7. The method of claim 6, wherein determining the predetermined voice timbre based on the voice characteristic of the voice data comprises:

acquiring voice similarity between the voice features of the voice data and each voice feature in a voice feature library;

determining the voice features in the voice feature library corresponding to the maximum voice similarity as target voice features;

acquiring target identity attribute information corresponding to the target voice feature, wherein the target identity attribute information comprises at least one of the following information: gender, age group, language;

and determining the preset voice tone corresponding to the target identity attribute information as the preset voice tone.

8. A voice interaction apparatus, comprising:

the acquisition unit is used for acquiring voice data of a speaker;

the determining unit is used for determining the preset voice tone of the broadcast according to the voice data;

and the broadcasting unit is used for broadcasting the preset voice timbre.

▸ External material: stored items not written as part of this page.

PR #3214, opened 2020-03-10
3213: Provide a mechanism to customize the Candidate Id…

berngp:
This commits adds a mechanism to customize the identifier, and therefore
data, that is used for a _Leadership Candidate_. This can be used to
facilitate triage since a custom provider can have additional information, e.g. identifier of the node/instance of the application.

image

### DIFF
--- a/spring-integration-zookeeper/src/main/java/org/springframework/integration/zookeeper/config/CandidateIdProvider.java
+++ b/spring-integration-zookeeper/src/main/java/org/springframework/integration/zookeeper/config/CandidateIdProvider.java
@@ -1,0 +1,29 @@
+/*
+ * Copyright 2015-2020 the original author or authors.
+ *
+ * Licensed under the Apache License, Version 2.0 (the "License");
+ * you may not use this file except in compliance with the License.
+ * You may obtain a copy of the License at
+ *
+ *      https://www.apache.org/licenses/LICENSE-2.0
+ *
+ * Unless required by applicable law or agreed to in writing, software
+ * distributed under the License is distributed on an "AS IS" BASIS,
+ * WITHOUT WARRANTIES OR CONDITIONS OF ANY KIND, either express or implied.
+ * See the License for the specific language governing permissions and
+ * limitations under the License.
+ */
+
+package org.springframework.integration.zookeeper.config;
+
+/**
+ * Provider that can be used to customize the identifier used by the
+ * {@link org.springframework.integration.leader.Candidate Leadership Candidate}.
+ * This can be used to customize the data that is stored in Zookeeper for the specific zknode.
+ *
+ * @since 5.2.5
+ */
+@FunctionalInterface
+public interface CandidateIdProvider {
+	String generate();
+}
--- a/spring-integration-zookeeper/src/main/java/org/springframework/integration/zookeeper/config/LeaderInitiatorFactoryBean.java
+++ b/spring-integration-zookeeper/src/main/java/org/springframework/integration/zookeeper/config/LeaderInitiatorFactoryBean.java
@@ -38,13 +38,12 @@ import org.springframework.util.Assert;
  *
  * @author Gary Russell
  * @author Artem Bilan
- *
  * @since 4.2
  */
 public class LeaderInitiatorFactoryBean
 		implements FactoryBean<LeaderInitiator>, SmartLifecycle, InitializingBean, ApplicationEventPublisherAware {
 
-	private static final CandidateIdProvider DEFAULT_CANDIDATE_ID_PROVIDER = () -> UUID.randomUUID().toString();
+	private static final CandidateProvider DEFAULT_CANDIDATE_ID_PROVIDER = (role) -> new DefaultCandidate(UUID.randomUUID().toString(), role);
 
 	private CuratorFramework client;
 
@@ -62,15 +61,15 @@ public class LeaderInitiatorFactoryBean
 
 	private LeaderEventPublisher leaderEventPublisher;
 
-	private final CandidateIdProvider candidateIdProvider;
+	private final CandidateProvider candidateProvider;
 
 	public LeaderInitiatorFactoryBean() {
-		this.candidateIdProvider = DEFAULT_CANDIDATE_ID_PROVIDER;
+		this.candidateProvider = DEFAULT_CANDIDATE_ID_PROVIDER;
 	}
 
-	public LeaderInitiatorFactoryBean(@NonNull CandidateIdProvider candidateIdProvider) {
-		Assert.notNull(candidateIdProvider, "The 'candidateIdProvider' must not be null.");
-		this.candidateIdProvider = candidateIdProvider;
+	public LeaderInitiatorFactoryBean(@NonNull CandidateProvider candidateProvider) {
+		Assert.notNull(candidateProvider, "The 'candidateProvider' must not be null.");
+		this.candidateProvider = candidateProvider;
 	}
 
 	public LeaderInitiatorFactoryBean setClient(CuratorFramework client) {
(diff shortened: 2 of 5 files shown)


pivotal-issuemaster:
@berngp Please sign the [Contributor License Agreement](https://cla.pivotal.io/sign/spring?repositoryId=spring-projects/spring-integration&pullRequestId=3214)!

[Click here](https://cla.pivotal.io/sync/spring?repositoryId=spring-projects/spring-integration&pullRequestId=3214) to manually synchronize the status of this Pull Request.

pivotal-issuemaster:
@berngp Thank you for signing the [Contributor License Agreement](https://cla.pivotal.io/sign/spring?repositoryId=spring-projects/spring-integration&pullRequestId=3214)!

garyrussell (changes requested):
Looks reasonable to me; a couple of comments.

spring-integration-zookeeper/src/main/java/org/springframework/integration/zookeeper/config/CandidateIdProvider.java
```diff
@@ -0,0 +1,13 @@
+package org.springframework.integration.zookeeper.config;
+
+/**
+ * Provider that can be used to customize the identifier used by the
+ * {@link org.springframework.integration.leader.Candidate Leadership Candidate}.
+ * This can be used to customize the data that is stored in Zookeeper for the specific zknode.
+ *
+ * @since ?
```
garyrussell: 5.3, but this is benign, so cherry-picking to 5.2.5 is probably ok.

artembilan:
We need to be careful with such a change. See `Candidate` API:

```
	 * @return a unique ID for this candidate; no other candidate for
	 *         leader election should return the same id
	 */
	String getId();
```

We need to document it respectively.
Also I don’t see a reason in extra abstraction for that Id: you can’t make me to return the same value all the time. So, if we still go an external configuration option, it has to be a setter for a string value. Seems for me we have a similar solution in the `DefaultLockRepository‘ in JDBC module.

spring-integration-zookeeper/src/main/java/org/springframework/integration/zookeeper/config/LeaderInitiatorFactoryBean.java
```diff
@@ -72,10 +84,24 @@ public LeaderInitiatorFactoryBean setPath(String path) {
 	}
 
 	public LeaderInitiatorFactoryBean setRole(String role) {
-		this.candidate = new DefaultCandidate(UUID.randomUUID().toString(), role);
+		this.candidate = newCandidate(role);
+		Assert.state(this.candidate != null,
+				String.format("The %s requires a candidate; newCandidate(role) returned none.", getClass().getName()));
 		return this;
```
garyrussell: You should use the override method that takes a supplied to avoid the `String.format()` call unless the assertion failed... `() -> String.format(...)`.

garyrussell:
Agreed; we either need to document carefully that it must be unique (or add a UUID to whatever the user code returns).

artembilan:
> or add a UUID to whatever the user code returns

I guess the main point of this issue is exactly to avoid something random, unreadable. Therefore a request to let end-user to provide meaningful identifier.

But again: I'm against some extra `Provider` abstraction.
The simple string injection should be fully enough. 
JavaDocs and docs for this option should state clearly that it will become end-user responsibility to ensure that provided identifier is really unique per cluster.

garyrussell:
>The simple string injection should be fully enough.

Good point; that you meant that wasn't clear from your previous comment; sorry.

artembilan:
> wasn't clear from your previous comment

Sorry, commented at night from the phone. 😄 

I saw a lot of activities in this PR, so decide to stop it while it hasn't gone too far in the polishing whatever could not make it to the master.

artembilan:
It turns out that we might even don't need any changes.
The `org.springframework.integration.zookeeper.leader.LeaderInitiator` has a ctor like:
```
public LeaderInitiator(CuratorFramework client, Candidate candidate) {
```

so, we can provide a `DefaultCandidate` with respective external `id`:
```
public DefaultCandidate(String id, String role) {
```

It might be the case that `LeaderInitiatorFactoryBean` needs some changes to accept externally configured `candidate`.
But that's all what we need to do. Even we don't need docs because we have that `DefaultCandidate` ctor already for while.

I would really consider to close this PR in favor of something much simpler and portable to the previous version: we definitely need to release `5.3 M3` today...

Thanks for understanding

berngp:
Thanks for the feedback @artembilan. I don't think there is any underlying intention to have this changes as part of `5.3 M3`. I can easily refactor this PR to address your observations. I would rather favor a design we are comfortable with. In general what this PR is attempts is to help users associate the zknode with the specific app/node instance that owns it.

Some thoughts...
1. The `LeaderInitiatorFactoryBean` implicitly creates the client once the `role` is set. If we provide an externally built `client` then the _setting for the role_ will not take effect unless we establish that the client will have to be mutable on its _role field_.  Wouldn't this add yet more complexity?
2. I would agree that the method `protected Candidate newCandidate(String role) ` is not needed. The initial intention was to provide an _escape_ hatch to a different implementation of a `Candidate` that can hold additional information. Since there is no easy way to serialize such information as part of the as part of Curator's `LeaderSelector` this is not very valuable, at least yet.
3. Instead of providing a `CandidateIdProvider` as a `LeaderInitiatorFactoryBean` ctor arg we could define a `DefaultCandidateBuilder` or a `DefaultCandidateProvider` where we state the characteristics of uniqueness for the id.

*Note* I am not sure we should change how the `LeaderInitiatorFactoryBean` interacts with the `LeaderInitiator`. As of now it leverages the already built `candidate` as follows.

```
this.leaderInitiator = new LeaderInitiator(this.client, this.candidate, this.path);
```

artembilan:
@berngp ,

I think to close all the gaps we should go the way that `LeaderInitiatorFactoryBean` should have a `setCandidate(Candidate)` and that `setRole()` has to be deprecated.

I don't see a reason in any new abstractions just to let end-user to configure some `id`. The `DefaultCandidate` with its ctor is fully enough for us.

berngp:
@artembilan I am not sure I feel comfortable on deprecating `setRole` since I think this will affect folks that depend on this for XML configuration or the `IntegrationFlow` DSL. I updated the PR with a `CandidateProvider` as the only interface/abstraction added by this PR. If this is still not sufficient feel free to close the PR. I can always address this on my side.

artembilan:
One more time:

1. If we don't take into account `LeaderInitiatorFactoryBean`, we are good with existing API on the `LeaderInitiator` and `DefaultCandidate`. They both allow you to achieve an original requirement without any changes to the framework.
2. An abstraction like you try to push with the `CandidateProvider` doesn't make sense because we already have `Candidate` and its `DefaultCandidate` implementation with all the requirements you have stated in the issue. It is really much easier for end-users to rely on `new` operator for self-containing entities, rather than try to figure out what is that `provider` abstraction is for. Plus "provider" as a leverage does not make sense here because we are going to call it only once in the ctor. You are free to have such an abstraction in your project and call it for that `LeaderInitiator` ctor, but it fully doesn't bring value for the framework.
3. There is nothing wrong or bad with an XML to provide an extra `<bean>` for the `candidate` to cover an improved behavior around that deprecated `setRole()`.
4. I don't see any value in your concern in regards Java DSL. Fully non-relevant argument... Whatever choice we do for Java configuration, it is very easy to accomplish with IDE code auto-completion.

Thanks

berngp:
I'll close this PR and let you folks decide what is better for the framework. If you provide a `setCandidate(Candidate)` and deprecate `setRole()` that will work for me.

9. A computer-readable storage medium, characterized in that the storage medium comprises a stored program, wherein the program performs the method of any one of claims 1 to 7.

10. A processor, characterized in that the processor is configured to run a program, wherein the program when running performs the method of any of claims 1 to 7.

11. A voice interaction system, comprising: one or more processors, memory, and one or more programs stored in the memory and configured to be executed by the one or more processors, the one or more programs including instructions for performing the method of any of claims 1-7.